LT2 replaces the multi-head attention sub-layer of a standard Looped Transformer with a subquadratic token mixer, so that each shared block becomes

$$F_\ell(h) ;=; h' + \mathrm{FFN}_\ell(h'), \qquad h' ;=; h + \mathrm{Mixer}_\ell(h)$$

where Mixer may be any linear-attention, sparse-attention, or hybrid primitive. Looping reuses the same parameters T times in succession, so a block of n_layers attains an effective depth of n_layers × T.

  • LT2-linear — DPLR linear-attention mixers (GDN, KDA, Mamba2, HGRN2, DeltaNet, RetNet). Loop iterations turn rank-1 state updates into rank-T updates.
  • LT2-sparse — sliding-window, NSA, or DSA attention. A per-loop window of size w becomes an effective receptive field of T·w.
  • LT2-hybrid (Full+GDN) — interleaves a small fraction of full attention with GDN; surpasses the standard looped transformer at ~2.7× decode speedup, establishing a new Pareto frontier.
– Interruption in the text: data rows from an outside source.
Issue #810, opened 2024-02-13
Mark DNS timeouts as retryable


bbockelm:
Pelican Version: v7.5.1

The following was observed in a condor hold message:

> Attempt #1: Get "https://osdf-director.osg-htc.org/ospool/PROTECTED/USER/USER_FILE.sif": dial tcp: lookup osdf-director.osg-htc.org: i/o timeout (10.6s since start)

This appears to be a DNS issue with the local site and certainly transient; it should be marked as retryable.  The error should be targeted to DNS timeouts and not failures.

Since this was observed by a user, it's reasonable to backport.

PR #813, opened 2024-02-13
Failure to get metadata is now retryable error

joereuss12:
Adds and error to config so that if there is a timeout getting the metadata response, we mark as retryable and exit(11). In addition, found that we were marking things as retryable even when the client has no errors in its checked error stack array, so check for that now and return false for retryable if that array is empty.

### DIFF
--- a/cmd/plugin.go
+++ b/cmd/plugin.go
@@ -109,10 +109,10 @@ func stashPluginMain(args []string) {
 
 	var isConfigErr = false
 	config.InitConfig()
-	err := config.InitClient()
-	if err != nil {
-		log.Errorf("Problem initializing the Pelican client config: %v", err)
-		err = errors.Wrap(err, "Problem initializing the Pelican Client configuration")
+	configErr := config.InitClient()
+	if configErr != nil {
+		log.Errorf("Problem initializing the Pelican client config: %v", configErr)
+		configErr = errors.Wrap(configErr, "Problem initializing the Pelican Client configuration")
 		isConfigErr = true
 	}
 
@@ -178,7 +178,12 @@ func stashPluginMain(args []string) {
 
 		// Set as failure and add errors
 		resultAd.Set("TransferSuccess", false)
-		resultAd.Set("TransferError", err.Error())
+		resultAd.Set("TransferError", configErr.Error())
+		if client.ShouldRetry(configErr) {
+			resultAd.Set("TransferRetryable", true)
+		} else {
+			resultAd.Set("TransferRetryable", false)
+		}
 		resultAds = append(resultAds, resultAd)
 
 		// Attempt to write our file and bail
@@ -273,7 +278,7 @@ func stashPluginMain(args []string) {
 	ctx, cancel := context.WithCancel(context.Background())
 	egrp, _ := errgroup.WithContext(ctx)
 	defer func() {
-		err = egrp.Wait()
+		err := egrp.Wait()
 		if err != context.Canceled {
 			log.Errorln("Error when shutting down worker:", err)
 		}
@@ -318,6 +323,7 @@ func stashPluginMain(args []string) {
 
 	// Ensure all our workers are shut down.
 	cancel()
+	var err error
 	if waitErr := egrp.Wait(); waitErr != nil && waitErr != context.Canceled {
 		log.Errorln("Error when shutting down worker:", waitErr)
 		success = false
@@ -354,7 +360,11 @@ func writeClassadOutputAndBail(exitCode int, resultAds []*classads.ClassAd) {
 	}
 
 	// We'll exit 3 in here if anything fails to write the file
-	writeOutfile(nil, resultAds, outputFile)
+	_, retryable := writeOutfile(nil, resultAds, outputFile)
+
+	if retryable {
+		exitCode = 11
+	}
 
 	log.Errorln("Failure with pelican plugin. Exiting...")
 	os.Exit(exitCode)
--- a/config/config.go
+++ b/config/config.go
@@ -162,9 +162,9 @@ func (e *MetadataErr) Is(target error) bool {
 }
 
 func (e *MetadataErr) Wrap(err error) *MetadataErr {
-	return &MetadataErr {
+	return &MetadataErr{
 		InnerErr: err,
-		Msg: fmt.Sprintf("%s", e.Msg),
+		Msg:      e.Msg,
 	}
 }
 
--- a/config/config.go
+++ b/config/config.go
@@ -88,6 +88,10 @@ type (
 	ServerType int // ServerType is a bit mask indicating which Pelican server(s) are running in the current process
 
 	ContextKey string
+
+	MetaDataErr struct {
+		Err string
+	}
 )
 
 const (
@@ -137,6 +141,15 @@ var (
 	// Pelican version
 	version string = "dev"
 )
+
+func (e *MetaDataErr) Error() string {
+	return e.Err
+}
+
+func (e *MetaDataErr) Is(target error) bool {
+	_, ok := target.(*MetaDataErr)
+	return ok
+}
 
 func init() {
 	validate = validator.New(validator.WithRequiredStructEnabled())
@@ -381,7 +394,10 @@ func DiscoverFederation() error {
 
 	result, err := httpClient.Do(req)
 	if err != nil {
-		return errors.Wrapf(err, "Failure when doing federation metadata lookup to %s", discoveryUrl)
+		errMsg := errors.Wrapf(err, "Failure when doing federation metadata lookup to %s", discoveryUrl)
+		return &MetaDataErr{
+			Err: errMsg.Error(),
+		}
 	}
 
 	if result.Body != nil {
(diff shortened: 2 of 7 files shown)


joereuss12:
Marking as a draft so that I can add #810 in this

joereuss12:
Can check this works by modifying this line in config/config.go to be a really short timeout:
https://github.com/PelicanPlatform/pelican/blob/1fb0a529676e558a8ffc4da84e0e7f0cb2ab9a0a/config/config.go#L373

as well as modify:
https://github.com/PelicanPlatform/pelican/blob/1fb0a529676e558a8ffc4da84e0e7f0cb2ab9a0a/config/resources/defaults.yaml#L79-L80
to a shorter timeout

It should deal with both of those cases reporting a retryable error (exit code 11).

joereuss12:
Needs to be back-ported to v7.5.x

config/config.go
```diff
@@ -88,6 +88,10 @@ type (
 	ServerType int // ServerType is a bit mask indicating which Pelican server(s) are running in the current process
 
 	ContextKey string
+
+	MetaDataErr struct {
```
bbockelm, line 92: Rename this symbol to `Metadata`.

config/config.go
```diff
@@ -136,6 +140,15 @@ var (
 	PelicanVersion string
 )
 
+func (e *MetaDataErr) Error() string {
+	return e.Err
+}
+
+func (e *MetaDataErr) Is(target error) bool {
```
bbockelm, line 147: This makes the error a single-use: all metadata errors are considered the "same".

Have `MetadataErr` wrap the underlying error.  This allows things like stack traces to propagate through and logic on the original error cause.  That is, add an `Unwrap` error that returns the original cause (see https://pkg.go.dev/errors).

config/config.go
```diff
@@ -367,7 +380,17 @@ func DiscoverFederation() error {
 
 	result, err := httpClient.Do(req)
 	if err != nil {
-		return errors.Wrapf(err, "Failure when doing federation metadata lookup to %s", discoveryUrl)
+		errMsg := errors.Wrapf(err, "Failure when doing federation metadata lookup to %s", discoveryUrl)
+		// If DNS timeout, we want this to be retryable so return a specific error
+		if netErr, ok := err.(net.Error); ok && netErr.Timeout() {
```
bbockelm, line 385: If we make the `MetadataErr` wrappable, we could have a global var, MetadataTimeoutErr:

```
var MetadataTimeoutErr *MetadataErr := &MetadataErr{err: "Timeout when querying metadata"}
```

And then here, we could have
```
var netErr net.Error
if errors.As(err, netError) {
    err = MetadataTimeoutErr.Wrap(err)
} else {
    NewMetadataError(err, "Error occurred when querying for metadata")
}
```

Then, we can simplify for the retryable test:

```
if errors.Is(err, config.MetadataTimeoutErr) {
   ...
}
```

bbockelm (changes requested):
At some point we need to torch the global error registry and use the normal golang error mechanism.  That day is not today, however.

The big request here is to make the metadata err object more flexible, allowing it to wrap errors and just wrapping the timeout in the end, not replacing it.

config/config.go
```diff
@@ -367,7 +389,13 @@ func DiscoverFederation() error {
 
 	result, err := httpClient.Do(req)
 	if err != nil {
-		return errors.Wrapf(err, "Failure when doing federation metadata lookup to %s", discoveryUrl)
+		var netErr net.Error
+		if errors.As(err, &netErr) {
```
bbockelm, line 393: This doesn't limit to only timeouts.  `*net.Error` appears to have a separate `Timeout` method.

```suggestion
		if errors.As(err, &netErr) && netErr.Timeout() {
```

By taking the underlying error object and turning it to a string, you loose the error hierarchy.  You really want:

```
MetadataTimeoutErr.Wrap(err)
```

and to add an `Unwrap` method.

joereuss12:
@bbockelm is this more of what you are looking for?

cmd/plugin.go
```diff
@@ -358,7 +363,11 @@ func writeClassadOutputAndBail(exitCode int, resultAds []*classads.ClassAd) {
 	}
 
 	// We'll exit 3 in here if anything fails to write the file
-	writeOutfile(resultAds, outputFile)
+	_, retryable := writeOutfile(resultAds, outputFile)
+
+	if retryable {
```
bbockelm, line 368: Hm - this seems brittle.  If we accidentally set retryable to true on success, it'll make the exit code 11, right?

config/config.go
```diff
@@ -134,8 +139,37 @@ var (
...
 	// Pelican version
 	PelicanVersion string
+
+	MetadataTimeoutErr *MetadataErr = &MetadataErr{Msg: "Timeout when querying metadata"}
 )
 
+// This function creates a new MetadataError by wrapping the previous error
+func NewMetadataError(err error, msg string) *MetadataErr {
+	return &MetadataErr{
+		Msg: fmt.Sprintf("%s: %v", msg, err),
```
bbockelm, line 149: I think the err shouldn't be concatenated here.  Otherwise it's done twice later on.  What does it look like in your testing?

config/config.go
```diff
@@ -134,8 +139,37 @@ var (
...
+	}
+}
+
+func (e *MetadataErr) Error() string {
+	return fmt.Sprintf("%v; %s", e.InnerErr, e.Msg)
```
bbockelm, line 154: Standard go style is colon-separated, not semicolon.

config/config.go
```diff
@@ -134,8 +139,37 @@ var (
...
+}
+
+func (e *MetadataErr) Is(target error) bool {
+	_, ok := target.(*MetadataErr)
```
bbockelm, line 158: Missing string comparison for Msg.

config/config.go
```diff
@@ -88,6 +88,11 @@ type (
 	ServerType int // ServerType is a bit mask indicating which Pelican server(s) are running in the current process
 
 	ContextKey string
+
+	MetadataErr struct {
+		Msg      string
```
bbockelm, line 93: Do not export internal variables.

bbockelm (changes requested):
Down to a few minor items.

cmd/plugin.go
```diff
@@ -192,6 +192,11 @@ func stashPluginMain(args []string) {
 		// Set as failure and add errors
 		resultAd.Set("TransferSuccess", false)
 		resultAd.Set("TransferError", client.GetErrors())
+		if client.ErrorsRetryable() {
+			resultAd.Set("TransferRetryable", true)
```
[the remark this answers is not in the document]
joereuss12: In this case there was an error because we failed to run `config.InitClient` which is what the bool `isConfigErr` indicates. I just deal with the error after parsing our arguments so we can get information on the output file and such. The client should know about the error since we explicitly add the error as well:
https://github.com/PelicanPlatform/pelican/blob/e84f775368c5d981dbfb096ef7351b65de0a610c/cmd/plugin.go#L117-L125

cmd/plugin.go
joereuss12: This function is used only when we need to bail early (such as with a panic or failing to InitClient). Therefore, we should only ever be failing here so success should never be true. Our exit codes out of this function should be either exit(1) or exit(11). I at least can't think of a case where we'd be successful but end up within this function but correct me if I'm wrong with any of this.

config/config.go
joereuss12: For my hand testing triggering that error it seems to work okay:
```
TransferError = "Attempt #1: Problem initializing the Pelican Client configuration: Error occured when querying for metadata: Get \"https://osg-htc.org/.well-known/pelican-configuration\": context deadline exceeded (Client.Timeout exceeded while awaiting headers)
```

See the paper for the full theoretical analysis and experimental results.


2. Repository Layout

LT2/
 ├─ lingua/             Core training library (forked from Meta Lingua)
 │   ├─ transformer.py     Reference Transformer block
 │   ├─ data.py            Pre-training dataloader
 │   ├─ distributed.py     FSDP / TP / compile wrappers
 │   ├─ checkpoint.py      Distributed checkpointing
 │   ├─ optim.py           Optimizer + LR scheduler
 │   └─ stool.py           SLURM launcher
 ├─ apps/LT2/           LT2 application code
 │   ├─ transformer.py     LT2 model (linear / sparse / hybrid mixers)
 │   ├─ train.py           Training entry point
 │   ├─ eval.py            LM-Evaluation-Harness wrapper
 │   ├─ generate.py        Inference / generation
 │   ├─ benchmark_prefill.py
 │   ├─ configs/
 │   │   ├─ 600M/          0.6B-parameter pre-training recipes
 │   │   └─ 1B/            1.3B-parameter pre-training recipes
 │   ├─ kernel/            Custom Triton / CUDA kernels
 │   ├─ scripts/           Helper scripts
 │   └─ slurm/             Example SLURM job files
 ├─ setup/              Environment + data preparation
 ├─ tokenizer/          Tokenizer files (downloaded)
 └─ requirements.txt

3. Quick Start

The following commands launch a SLURM job that creates a Conda environment for the codebase. Environment creation takes around five minutes (excluding downloads).

git clone <THIS_REPO_URL>
cd LT2

bash setup/create_env.sh
# or, if you have access to a SLURM cluster
sbatch setup/create_env.sh

Once that is done, activate the environment:

conda activate lingua_<date>

Use the provided script to download and prepare data from HuggingFace (fineweb_edu, fineweb_edu_10bt, or dclm_baseline_1.0). The command below downloads fineweb_edu and prepares it for training in ./data, specifying the memory terashuf (the shuffling tool) is allowed to use. By default nchunks=32; if you train on fewer than 32 GPUs, set nchunks to 1 or to the number of GPUs you have (details).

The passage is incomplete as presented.